4 Distributed File System

4.1 GFS

4.1.1 System Architecture


  1. GFS Master
  2. GFS ChunkServer (CS Block Server)
  3. GFS client

GFS files are divided into fixed-size databases (chunks), and the master server allocates a 64-bit globally unique chunk handle when it is created.

Chunk copies multiple copies in different machines, defaulting to 3 copies.

Master serverThe metadata of the system is maintained, including files and chunk namespaces, file-to-chunk mappings, and chunk location information. It is also responsible for the global control of the entire system, such as chunk lease management, garbage collection useless chunk, chunk replication, etc. The master server periodically exchanges information with CS in a heartbeat.

clientis the provider that GFS provides to an application, which is a set of private interfaces that do not follow the POSIX specification and are provided as library files. The client accesses the master node, obtains the CS information that interacts with it, and then accesses the CS directly to complete the data access.

❗ Note:

Clients in GFS do not cache file data, only metadata obtained from the master server.

4.1.2 Key Issues

Lease mechanism

GFS data append is based on records, each record size ranges from tens of KB to several MB, if each record append needs to request Master, the Master will become a bottleneck, so the GFS system through the lease mechanism to authorize chunk write operations to ChunkServer. The one who owns the lease authority is the primary ChunkServer, and the ChunkServer where the other replicas reside is called the standby ChunkServer.Lease authorization is for a single chunk, during the lease period, writes to the chunk are the responsibility of the master ChunkServer, thereby reducing the load on the master. Generally speaking, the validity period of the lease is relatively long, such as 60s, as long as there is no abnormality, the main ChunkServer can continue to request the master to extend the validity period of the lease until the entire chunk is full.

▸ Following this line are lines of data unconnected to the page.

PR #15755, opened 2019-08-05
Revert "Dynamic Library Loading Support"

marcoabreu:
Reverts apache/incubator-mxnet#15489

Reason is the fact that this change poses a security risk: https://github.com/apache/incubator-mxnet/pull/15489/files#diff-e73d371c303c4adefa9914b6c5a6db8cR36 

It allows arbitrary code execution on any computer that executes unit tests. This means it's potentially harmful for our CI system as well as our users. 

I will merge this PR at 7pm GMT on 8/6/2019.

PR #15760, opened 2019-08-06
Fix PR #15489 (Dynamic Library Loading Support)

mseth10:
## Description ##
This PR builds on top of https://github.com/apache/incubator-mxnet/pull/15489, which was reverted by https://github.com/apache/incubator-mxnet/pull/15755.

It includes the following additional changes:
- Changes to Makefile and CMake flows to build sample library as part of MXNet build
- Modifications to CI to stash/un-stash the library binary from build stage to test stage
- Loads the binary as part of unit test

### Essentials ###

### Changes ###

## Comments ##


tests/python/unittest/test_library_loading.py
```diff
@@ -33,6 +33,7 @@ def test_library_loading():
     elif (os.name=='nt'):
         lib = 'mylib.dll'
 
-    fname = mx.test_utils.download('https://mxnet-demo-models.s3.amazonaws.com/lib_binary/'+lib)
-    fname = os.path.abspath(fname)
+    # fname = mx.test_utils.download('https://mxnet-demo-models.s3.amazonaws.com/lib_binary/'+lib)
+    # fname = os.path.abspath(fname)
+    fname = 'Somewhere/In/The/CI'
```
mseth10: @marcoabreu what should we change this to to get the path to the library libsample_lib.so/.dll?

marcoabreu: Check the environment variables. I think there's one called "WORKSPACE" which points to the folder that is allocated for that job

example/lib_api/Makefile
```diff
@@ -0,0 +1,31 @@
...
+#
+# Unless required by applicable law or agreed to in writing,
+# software distributed under the License is distributed on an
+# "AS IS" BASIS, WITHOUT WARRANTIES OR CONDITIONS OF ANY
+# KIND, either express or implied.  See the License for the
+# specific language governing permissions and limitations
+# under the License.
+
+all:
+	g++ -shared -fPIC mylib.cc -o mylib.so -I ../../include/mxnet
```
larroy: If CI doesn't pass, I suggest to use $(CC) and $(CXX), if not it's not worth another CI round.

samskalicky: @larroy this isnt building in the CI. this is just an example

src/common/library.h
```diff
@@ -0,0 +1,57 @@
...
+/*!
+ * \brief a templated function that fetches from the library
+ * a function pointer of any given datatype and name
+ * \param T a template parameter for data type of function pointer
+ * \param lib library handle
+ * \param func_name function name to search for in the library
+ * \return func a function pointer
+ */
+template<typename T>
+T get_func(void *lib, char *func_name) {
```
larroy: We don't want to get funky inside a mxnet namespace?

src/engine/threaded_engine.h
```diff
@@ -331,6 +332,10 @@ class ThreadedEngine : public Engine {
       kill_.store(true);
     }
     finished_cv_.notify_all();
+    // close opened libraries
+    for (auto const& lib : loaded_libs) {
+      close_lib(lib.second);
```
larroy: why this in the engine? I suggest to do global cleanup in initialize.cc.

related: https://github.com/apache/incubator-mxnet/pull/15762

example/lib_api/Makefile
marcoabreu: Well but it should be - how else it going to be tested?

larroy: I understand, but still this is a PITA if a Makefile doesn't respect the compiler from the environment. That's why I said is not worth another CI round. If you make other changes I would change it. Or is there a reason not to?

samskalicky: How does that work for windows? will it automatically have CXX be "cl" ?

src/engine/threaded_engine.h
mseth10: addressed.

mseth10: addressed

Makefile
```diff
@@ -576,7 +576,7 @@ lib/libmxnet.a: $(ALLX_DEP)
 	@mkdir -p $(@D)
 	ar crv $@ $(filter %.o, $?)
 
-lib/libmxnet.so: $(ALLX_DEP)
+lib/libmxnet.so: $(ALLX_DEP) sample_lib
```
zachgk: If it is not actually a dependency of libmxnet.so, we shouldn't put it here. Can we move it to .PHONY and/or all target instead?

mseth10: Addressed. Moved to all target.

src/common/library.h
```diff
@@ -0,0 +1,57 @@
...
+#ifndef MXNET_COMMON_LIBRARY_H_
+#define MXNET_COMMON_LIBRARY_H_
+
+#include <iostream>
+#include <map>
+#include <string>
+#include "dmlc/io.h"
+
+// map of libraries loaded
+static std::map<std::string, void*> loaded_libs;
```
larroy: This should not be static in a header. I will change it in my PR. This creates a symbol in every compilation unit.

Makefile
```diff
@@ -659,6 +659,9 @@ cpplint:
 pylint:
 	python3 -m pylint --rcfile=$(ROOTDIR)/ci/other/pylintrc --ignore-patterns=".*\.so$$,.*\.dll$$,.*\.dylib$$" python/mxnet tools/caffe_converter/*.py
 
+sample_lib:
+	$(CXX) -shared -fPIC example/lib_api/mylib.cc -o libsample_lib.so -I include/mxnet
```
TaoLv: `libsample_lib.so` cannot be cleaned via `make clean`. Could you please move it to the lib folder?

samskalicky: I dont think we want to move it to the lib folder, since this library is not used for linking or typical LD_LIBRARY_PATH stuff. What if we just add a rm line to the clean target to delete this? We can do it as part of the custom op PR #15921

TaoLv: Thank you for the explanation, @samskalicky . I'm just wondering if we should put a `.so` file in the root folder and I feel difficult to understand the usage of the `.so` from its name.

samskalicky: @TaoLv this has been fixed in the custom Op PR from @rondogency by adding entries to the clean target:
https://github.com/apache/incubator-mxnet/pull/15921/files#diff-b67911656ef5d18c4ae36cb6741b7965R763

TaoLv: Thank you for fixing that.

GFS solves this problem by maintaining a version number for each chunk, and each time the chunk is leased or the main ChunkServer re-extends the lease period, the Master will increase the version number of the chunk by 1. If A2, a copy of A chunk goes offline during the process, the version number of A2 will be low, and A2 will be marked as a destructible chunk, and the master’s garbage collection task will check regularly and notify ChunkServer to recycle A2.

Consistency model

GFS is mainly for:supplement(append) insteadRewrite(overwrite) by design.

Append the model

Fault tolerance mechanism

Master fault tolerance

It is done by means of operation log and checkpoint, and there is a “Shadow Master” real-time hot backup.

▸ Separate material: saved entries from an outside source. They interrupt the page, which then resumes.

PR #15794, opened 2019-08-08
Add power, exponent, log ops large tensor support

ChaiBapchya:
## Description ##
Added large tensor support to follow ops
Exponent & Log - exp,expm1, log, log2, log10, log1p
Power - sqrt, rsqrt, cbrt, rcbrt, square, reciprocal

### Essentials ###


tests/nightly/test_large_array.py
```diff
@@ -351,6 +351,69 @@ def test_topk():
     l = nd.topk(b, k=1, axis=-1, dtype=np.int64, ret_typ="value")
     assert l.sum() == np.sum(np.arange(0, SMALL_Y))
 
+def test_exponent_logarithm_operators():
+    a = 2*nd.ones(shape=(LARGE_X, SMALL_Y))
```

Three types of metadata information are saved on the master:

  • NameSpace, that is, the directory structure of the entire file system and the basic information of chunk;
  • Mapping between files to chunks
  • Location information for chunk copies, each chunk usually has 3 copies

The master operation always records the operation log before modifying the memory.

The remote live hot standby will receive the operation logs sent by the master in real time and play back these metadata operations in memory. If the master is down, you can also switch to real-time standby in seconds to continue providing services.

Master needs to persist namespaces and file-to-chunk mappings; The location information of the chunk copy can be unpersisted because the chunkserver maintains it.

ChunkServer is fault-tolerant

Multiple copies. For each chunk, all copies must be successfully written to be considered a successful write.

ChunkServer maintains a checksum on the stored data.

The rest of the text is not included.